Revered by the public, reviled by the art establishment and eventually sold at auction for almost £1m, the Mona Lisa of kitsch was painted by a rather obscure Russian-born artist who had emigrated to South Africa. The sitter of this portrait is Monika Sing-Lee, 17 at the time, who was working at Tretchikoff's uncle’s launderette. This highly idealised icon of oriental beauty is said to be the most reproduced fine art prints in the world. Her bizarrely luminescent complexion and shimmering silk robe have adorned the living room walls of countless suburban homes in the 1950s and 1960s. With her lustrous black hair and sensuous red pout, and bar for that outlandish skin colour, she embodied the classic pin-up. So yes, to millions, she was an exotic object of desire, a fetish.

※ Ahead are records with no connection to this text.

PR #1987, opened 2018-04-05
disabled exhibit title edit in non default language

### LINKED ISSUE #1954: Exhibit Title Validation in non-default languages
In our current implementation, an exhibit admin could technically empty out an exhibit's title (meaning in the standard admin UI's title field) and save the exhibit successfully **if doing so under a non-default locale**.  This would typically throw a validation error since we validate the presence of the title but currently won't in our i18n feature branch because we've made this validation only active under the default locale.

We could do something like disable the title input in the standard admin UI when being viewed in a non-default locale.  We could also look at changing the validation to be more sophisticated.  I'm sure there are other options as well.

mejackreed:
Fixes #1954 

# default locale
screen shot 2018-04-05 at 11 48 01 am
# non default locale
screen shot 2018-04-05 at 11 47 54 am

### DIFF
--- a/app/helpers/spotlight/languages_helper.rb
+++ b/app/helpers/spotlight/languages_helper.rb
@@ -19,5 +19,14 @@ module Spotlight
 
       languages.reject { |language| language.locale.to_s.casecmp(I18n.locale.to_s).zero? }.sort_by(&:to_native)
     end
+
+    ##
+    # Can determine whether the current page is using the application's default
+    # locale
+    # @return [Boolean]
+    def default_language?
+      return true unless params[:locale]
+      params[:locale].to_s == I18n.default_locale.to_s
+    end
   end
 end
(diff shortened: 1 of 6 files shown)


app/helpers/spotlight/languages_helper.rb
```diff
@@ -19,5 +19,14 @@ def locale_selecter_dropown_options
...
     end
+
+    ##
+    # Can determine whether the current page is using the application's default
+    # locale
+    # @return [Boolean]
+    def default_language?
+      return true unless params[:locale]
+      params[:locale].to_s == I18n.default_locale.to_s
+    end
```
jkeck: Is this offering something better than what `I18n.locale == I18n.default_locale`?

I think that would allow us to avoid casting to string and we can remove the guard clause (because we'll always have a locale).

mejackreed: Nope.. I guess I didn't realize that was the same thing

mejackreed: My test doesn't pass now, even when passing in strings as params. 

hmm..

jkeck:
Looks like this'll need to be rebased and have its i18n keys normalized.

PR #2020, opened 2018-04-23
add page migration task to new locales

### LINKED ISSUE #2003: Write a data migration of some sort (rake task?) for new page slug scope
Broken out of #1988 

We're updating the scope of page slugs to include the locale (that way many pages in an exhibit can have the same slug as long as they have different locales) and this scope is stored in the database.  We should provide some code that can help people migrate to the version of Spotlight w/ internationalization support.

mejackreed:
Fixes #2003 

A few questions here...

 - [x] Should this be for all exhibits? .. yep
 - [x] ~~Should we limit this to a certain type of page? (e.g `where(locale: nil)` ) or something similar?~~ ... yep.. and its really just setting the `FriendId::Slug`

### DIFF
--- a/lib/migration/page_language.rb
+++ b/lib/migration/page_language.rb
@@ -1,0 +1,27 @@
+module Migration
+  ##
+  # This migration sets the Spotlight::Page locale to the I18n.default_locale.
+  # Needed for migrating Exhibits to internationalization work.
+  class PageLanguage
+    def self.run
+      new.run
+    end
+
+    def initialize; end
+
+    def run
+      migrate_pages
+    end
+
+    private
+
+    def migrate_pages
+      FriendlyId::Slug.where(sluggable_type: 'Spotlight::Page').find_each do |slug|
+        unless /locale:\w+/ =~ slug.scope
+          slug.scope += ",locale:#{I18n.default_locale}"
+          slug.save
+        end
+      end
+    end
+  end
+end
--- a/lib/tasks/spotlight_tasks.rake
+++ b/lib/tasks/spotlight_tasks.rake
@@ -69,6 +69,12 @@ namespace :spotlight do
     end
   end
 
+  desc 'Migrate page\'s FriendlyId::Slug to a scoped language'
+  task migrate_pages_language: :environment do
+    require 'migration/page_language'
+    Migration::PageLanguage.run
+  end
+
   def prompt_to_create_user
     Spotlight::Engine.user_class.find_or_create_by!(email: prompt_for_email) do |u|
       puts 'User not found. Enter a password to create the user.'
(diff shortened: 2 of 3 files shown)


lib/migration/page_language.rb
```diff
@@ -0,0 +1,29 @@
...
+    end
+
+    attr_reader :language
+
+    private
+
+    def migrate_pages
+      Spotlight::Page.find_each do |page|
+        page.locale = language
+        page.save
```
jkeck: Our migration to add the column defines a `default` so _I think_ the existing pages get set to the default locale (I'm happy to verify this though).

I think the thing that will cause issues for us is that the Friendly ID Slug doesn't know about the new locale scope that was added.  I suppose that this would technically address that (although I imagine we could just save/touch the record if my assumption above is true).

Another option would be to update the slugs themselves in the migration (although I obv. haven't really explored that much).  Would be happy to 🍐up on this w/ ya if you're interested.

lib/tasks/spotlight_tasks.rake
```diff
@@ -69,6 +69,16 @@ namespace :spotlight do
     end
   end
 
+  desc 'Migrate Pages to a scoped language'
+  task :migrate_pages_language, [:language] => :environment do |_, args|
+    if args[:language]
+      require 'migration/page_language'
+      Migration::PageLanguage.run args[:language]
+    else
+      STDERR.puts "\nUsage: rake spotlight:migrate_pages_language[language]\n\n Example: rake spotlight:migrate_pages_language[en]\n\n"
```
jkeck: Would there be any use/value to us falling back to `I18n.default_locale` in this case?

lib/migration/page_language.rb
```diff
@@ -0,0 +1,29 @@
+module Migration
+  ##
+  # This migration sets the Spotlight::Page locale to the provided one. Needed
+  # for migrating Exhibits to internationalization work.
+  class PageLanguage
+    def self.run(language)
```
jkeck: 👏 I like wrapping this up into a PORO that can be run from the rake task.

lib/migration/page_language.rb
mejackreed: 🍐 sounds good here. I'm not sure I understand the full implications of the friendly id scope updates.

lib/migration/page_language.rb
```diff
@@ -0,0 +1,27 @@
...
+    def run
+      migrate_pages
+    end
+
+    private
+
+    def migrate_pages
+      FriendlyId::Slug.where(sluggable_type: 'Spotlight::Page').find_each do |slug|
+        unless /locale:\w+/ =~ slug.scope
+          slug.scope += ",locale:#{I18n.default_locale}"
```
jkeck: Only thing I can think of here is we may want to do something like `slug.scope = [slug.scope, "locale:#{I18n.default_locale}"].join(',')` to guard against any blank column.

I would be **extremely** surprised if any of our scope columns for pages where blank, so this is more of a comment than a change request.

PR #2025, opened 2018-04-25
fix rails deprecation warnings

mejackreed:
Updates to fix Rails deprecation warnings


camillevilla:
Woot! Throwing a copy of the error message in here for future find-ability 🔎
```
DEPRECATION WARNING: The behavior of `attribute_changed?` inside of after callbacks will be changing in the next version of Rails. 
The new return value will reflect the behavior of calling the method after `save` returned (e.g. the opposite of what it returns now). 
To maintain the current behavior, use `saved_change_to_attribute?` instead. 
```

PR #2035, opened 2018-04-27
Fix async form observer

mejackreed:
Refactor form-observer to be useful when serving javascript as async

This refactor does a few things:
 - Removes the form observer methods from the global state
 - creates this as a singleton jQuery type plugin/module
 - Documents some strange edge cases / handles same event instantiation

Unforuntately this is not compatible to running our tests in an async
way. But manual smoke testing has confirmed this working.

To test, set:
https://github.com/projectblacklight/spotlight/blob/master/app/views/layouts/spotlight/spotlight.html.erb#L24

```diff
- <%= javascript_include_tag "application" %>
+ <%= javascript_include_tag "application", async: true %>
```
You will also need to set:

```diff
# .internal_test_app/config/environments/development.rb
- config.assets.debug = true
+ config.assets.debug = false
```

### DIFF
--- a/app/assets/javascripts/spotlight/form_observer.js
+++ b/app/assets/javascripts/spotlight/form_observer.js
@@ -1,64 +1,86 @@
 Spotlight.onLoad(function() {
-  serializeObservedForms(observedForms());
-});
-// All the observed forms
-function observedForms(){
-  return $('[data-form-observer]');
-}
-// Serialize all observed forms on the page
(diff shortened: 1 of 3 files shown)


jkeck:
I know this isn't in the actual commit message, but should we update the PR's description to remove the info about the logger (for posterity)?

mejackreed:
Nice catch @jkeck . Done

It's been an exhausting and alarming couple of weeks in terms of crimes against women in the media. Then again, I cannot remember the last time it wasn't.

Two days ago, a gunman killed 6 Asian-American women working at massage parlours in the Atlanta area. The suspect maintains his actions were not racially motivated. He allegedly targeted these women because they were a temptation for his sexual addiction. Sure, they were the problem.


Let me tell you what I see here. This killing spree smacks of racism, sexism and hatred towards sex workers (it is unclear whether the victims were in that line of business, but it's possible) all bundled up together. Crimes against the Asian community in general have gone up by 150% in the last 2 years and there is no question that the former president's racist rhetoric has fanned the flames. When it comes to these women, they are often trafficked and forced to work underground. Unless and until the industry is decriminalised, they will remain vulnerable and reluctant to report any crimes against them.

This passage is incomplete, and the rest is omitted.